Once the line with "Issue #18, opened 2025-07-24" is found in the entries below, repeat it and each following line exactly, up to and including the line with "VM can proactively". Add no other lines.

#### ENTRIES PROVIDED:
--- START ---
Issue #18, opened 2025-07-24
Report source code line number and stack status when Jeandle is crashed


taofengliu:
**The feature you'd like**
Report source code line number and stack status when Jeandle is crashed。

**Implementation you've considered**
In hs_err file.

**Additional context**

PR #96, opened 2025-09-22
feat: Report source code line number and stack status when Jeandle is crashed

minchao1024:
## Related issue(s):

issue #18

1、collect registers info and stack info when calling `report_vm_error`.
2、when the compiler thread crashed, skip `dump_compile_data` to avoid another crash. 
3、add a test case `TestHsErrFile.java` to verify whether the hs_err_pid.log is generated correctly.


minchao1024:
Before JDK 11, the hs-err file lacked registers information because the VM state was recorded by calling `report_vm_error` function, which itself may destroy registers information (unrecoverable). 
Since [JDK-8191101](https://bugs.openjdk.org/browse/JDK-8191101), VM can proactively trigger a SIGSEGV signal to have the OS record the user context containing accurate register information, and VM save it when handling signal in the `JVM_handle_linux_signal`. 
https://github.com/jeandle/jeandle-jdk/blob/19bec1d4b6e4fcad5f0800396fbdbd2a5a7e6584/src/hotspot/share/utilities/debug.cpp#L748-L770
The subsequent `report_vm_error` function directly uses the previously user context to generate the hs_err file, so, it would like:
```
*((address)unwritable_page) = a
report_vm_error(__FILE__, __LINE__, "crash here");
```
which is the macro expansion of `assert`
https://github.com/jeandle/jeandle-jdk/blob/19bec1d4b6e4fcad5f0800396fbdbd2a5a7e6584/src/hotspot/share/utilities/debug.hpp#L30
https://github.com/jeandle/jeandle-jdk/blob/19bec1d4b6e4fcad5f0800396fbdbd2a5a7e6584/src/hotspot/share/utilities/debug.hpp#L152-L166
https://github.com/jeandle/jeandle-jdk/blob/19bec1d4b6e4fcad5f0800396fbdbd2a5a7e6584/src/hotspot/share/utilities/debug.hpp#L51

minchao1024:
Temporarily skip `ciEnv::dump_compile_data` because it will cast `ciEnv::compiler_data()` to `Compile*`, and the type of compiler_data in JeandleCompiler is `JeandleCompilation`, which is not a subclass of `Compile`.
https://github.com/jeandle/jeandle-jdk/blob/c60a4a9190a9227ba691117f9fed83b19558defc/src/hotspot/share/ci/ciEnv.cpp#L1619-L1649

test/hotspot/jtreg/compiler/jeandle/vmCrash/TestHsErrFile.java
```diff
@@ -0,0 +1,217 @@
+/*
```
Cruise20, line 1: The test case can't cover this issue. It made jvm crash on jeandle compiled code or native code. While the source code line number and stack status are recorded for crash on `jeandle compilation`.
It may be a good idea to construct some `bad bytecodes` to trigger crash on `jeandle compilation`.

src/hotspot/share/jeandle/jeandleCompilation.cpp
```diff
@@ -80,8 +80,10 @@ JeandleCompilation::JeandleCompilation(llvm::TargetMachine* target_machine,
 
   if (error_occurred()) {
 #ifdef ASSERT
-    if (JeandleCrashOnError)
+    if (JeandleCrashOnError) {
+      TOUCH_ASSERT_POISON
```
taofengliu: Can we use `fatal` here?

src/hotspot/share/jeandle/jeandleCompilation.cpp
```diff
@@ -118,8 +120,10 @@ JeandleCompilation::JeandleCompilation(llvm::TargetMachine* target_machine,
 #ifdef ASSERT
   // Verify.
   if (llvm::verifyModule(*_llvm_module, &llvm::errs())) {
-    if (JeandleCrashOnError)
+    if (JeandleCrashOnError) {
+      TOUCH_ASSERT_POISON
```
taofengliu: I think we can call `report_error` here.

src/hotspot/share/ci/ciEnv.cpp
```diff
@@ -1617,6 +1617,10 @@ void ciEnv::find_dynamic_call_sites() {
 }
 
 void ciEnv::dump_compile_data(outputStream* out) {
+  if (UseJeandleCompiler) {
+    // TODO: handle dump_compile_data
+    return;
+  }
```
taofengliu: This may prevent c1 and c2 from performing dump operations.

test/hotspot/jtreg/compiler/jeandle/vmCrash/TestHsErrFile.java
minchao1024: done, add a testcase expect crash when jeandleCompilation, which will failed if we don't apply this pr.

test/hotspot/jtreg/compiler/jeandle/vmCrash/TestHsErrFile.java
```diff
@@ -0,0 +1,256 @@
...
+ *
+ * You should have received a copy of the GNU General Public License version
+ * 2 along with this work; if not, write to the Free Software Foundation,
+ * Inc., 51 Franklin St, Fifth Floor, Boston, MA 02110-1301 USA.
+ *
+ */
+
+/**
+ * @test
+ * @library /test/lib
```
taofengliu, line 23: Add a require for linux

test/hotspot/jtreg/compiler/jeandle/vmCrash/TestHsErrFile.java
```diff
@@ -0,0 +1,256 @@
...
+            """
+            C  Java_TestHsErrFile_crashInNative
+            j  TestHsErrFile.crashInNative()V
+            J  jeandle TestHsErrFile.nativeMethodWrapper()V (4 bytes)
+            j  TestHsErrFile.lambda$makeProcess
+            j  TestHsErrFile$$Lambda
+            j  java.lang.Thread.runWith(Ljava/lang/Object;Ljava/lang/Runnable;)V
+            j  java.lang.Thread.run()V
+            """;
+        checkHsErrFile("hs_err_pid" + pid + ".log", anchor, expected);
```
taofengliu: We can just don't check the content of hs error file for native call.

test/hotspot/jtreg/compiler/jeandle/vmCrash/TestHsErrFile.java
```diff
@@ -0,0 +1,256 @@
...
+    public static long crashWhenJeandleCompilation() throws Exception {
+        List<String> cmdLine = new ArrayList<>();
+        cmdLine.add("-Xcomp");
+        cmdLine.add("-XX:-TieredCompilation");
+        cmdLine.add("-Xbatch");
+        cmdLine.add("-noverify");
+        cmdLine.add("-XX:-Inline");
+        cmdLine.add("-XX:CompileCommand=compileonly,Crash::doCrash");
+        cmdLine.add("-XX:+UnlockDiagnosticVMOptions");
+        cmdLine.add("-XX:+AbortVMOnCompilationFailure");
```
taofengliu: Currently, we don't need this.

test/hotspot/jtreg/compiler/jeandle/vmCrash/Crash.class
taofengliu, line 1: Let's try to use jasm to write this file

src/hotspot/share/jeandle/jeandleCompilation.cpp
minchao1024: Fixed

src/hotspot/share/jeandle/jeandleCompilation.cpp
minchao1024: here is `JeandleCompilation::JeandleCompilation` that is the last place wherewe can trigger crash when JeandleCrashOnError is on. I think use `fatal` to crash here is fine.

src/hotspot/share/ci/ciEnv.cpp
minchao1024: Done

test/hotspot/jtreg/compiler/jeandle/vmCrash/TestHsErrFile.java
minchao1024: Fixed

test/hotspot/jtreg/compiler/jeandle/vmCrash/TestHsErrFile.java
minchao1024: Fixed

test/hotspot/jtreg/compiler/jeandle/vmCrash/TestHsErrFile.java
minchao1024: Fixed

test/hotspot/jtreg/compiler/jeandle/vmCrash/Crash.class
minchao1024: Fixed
--- END ---
--- START ---
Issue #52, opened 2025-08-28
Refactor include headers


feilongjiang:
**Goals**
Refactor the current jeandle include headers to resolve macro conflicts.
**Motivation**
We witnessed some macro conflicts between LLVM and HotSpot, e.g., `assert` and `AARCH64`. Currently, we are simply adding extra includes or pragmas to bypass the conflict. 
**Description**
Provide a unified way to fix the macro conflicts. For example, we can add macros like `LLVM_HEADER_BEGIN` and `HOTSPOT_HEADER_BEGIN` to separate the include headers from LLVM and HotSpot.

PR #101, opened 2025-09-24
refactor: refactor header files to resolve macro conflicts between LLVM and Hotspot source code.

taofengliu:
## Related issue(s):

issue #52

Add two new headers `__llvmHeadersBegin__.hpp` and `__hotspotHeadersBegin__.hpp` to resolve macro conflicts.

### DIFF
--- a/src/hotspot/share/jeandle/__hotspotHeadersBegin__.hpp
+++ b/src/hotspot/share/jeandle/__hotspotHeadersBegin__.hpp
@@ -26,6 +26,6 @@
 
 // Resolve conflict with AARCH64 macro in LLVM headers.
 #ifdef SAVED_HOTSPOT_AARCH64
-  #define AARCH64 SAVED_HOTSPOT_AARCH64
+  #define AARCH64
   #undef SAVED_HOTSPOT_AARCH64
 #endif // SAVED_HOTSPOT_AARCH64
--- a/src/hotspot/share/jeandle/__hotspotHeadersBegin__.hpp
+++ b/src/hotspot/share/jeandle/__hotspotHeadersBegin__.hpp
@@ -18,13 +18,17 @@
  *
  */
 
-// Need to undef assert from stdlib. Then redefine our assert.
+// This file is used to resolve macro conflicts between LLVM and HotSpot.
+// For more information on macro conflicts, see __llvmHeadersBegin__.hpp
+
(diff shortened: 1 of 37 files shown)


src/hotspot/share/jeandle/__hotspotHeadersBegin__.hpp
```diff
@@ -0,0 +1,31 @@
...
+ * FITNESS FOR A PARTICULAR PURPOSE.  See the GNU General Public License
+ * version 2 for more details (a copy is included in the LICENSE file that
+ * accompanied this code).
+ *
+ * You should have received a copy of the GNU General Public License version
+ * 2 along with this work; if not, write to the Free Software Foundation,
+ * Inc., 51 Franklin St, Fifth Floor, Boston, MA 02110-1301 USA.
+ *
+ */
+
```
--- END ---
--- START ---
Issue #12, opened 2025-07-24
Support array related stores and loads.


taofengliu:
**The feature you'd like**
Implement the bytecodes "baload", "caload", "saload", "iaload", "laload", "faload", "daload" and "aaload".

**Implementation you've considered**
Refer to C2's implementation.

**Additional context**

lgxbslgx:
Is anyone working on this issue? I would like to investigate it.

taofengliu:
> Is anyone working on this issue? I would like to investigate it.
--- END ---
#### YOUR RESPONSE:
Issue #18, opened 2025-07-24
Report source code line number and stack status when Jeandle is crashed


taofengliu:
**The feature you'd like**
Report source code line number and stack status when Jeandle is crashed。

**Implementation you've considered**
In hs_err file.

**Additional context**

PR #96, opened 2025-09-22
feat: Report source code line number and stack status when Jeandle is crashed

minchao1024:
## Related issue(s):

issue #18

1、collect registers info and stack info when calling `report_vm_error`.
2、when the compiler thread crashed, skip `dump_compile_data` to avoid another crash. 
3、add a test case `TestHsErrFile.java` to verify whether the hs_err_pid.log is generated correctly.


minchao1024:
Before JDK 11, the hs-err file lacked registers information because the VM state was recorded by calling `report_vm_error` function, which itself may destroy registers information (unrecoverable). 
Since [JDK-8191101](https://bugs.openjdk.org/browse/JDK-8191101), VM can proactively trigger a SIGSEGV signal to have the OS record the user context containing accurate register information, and VM save it when handling signal in the `JVM_handle_linux_signal`. 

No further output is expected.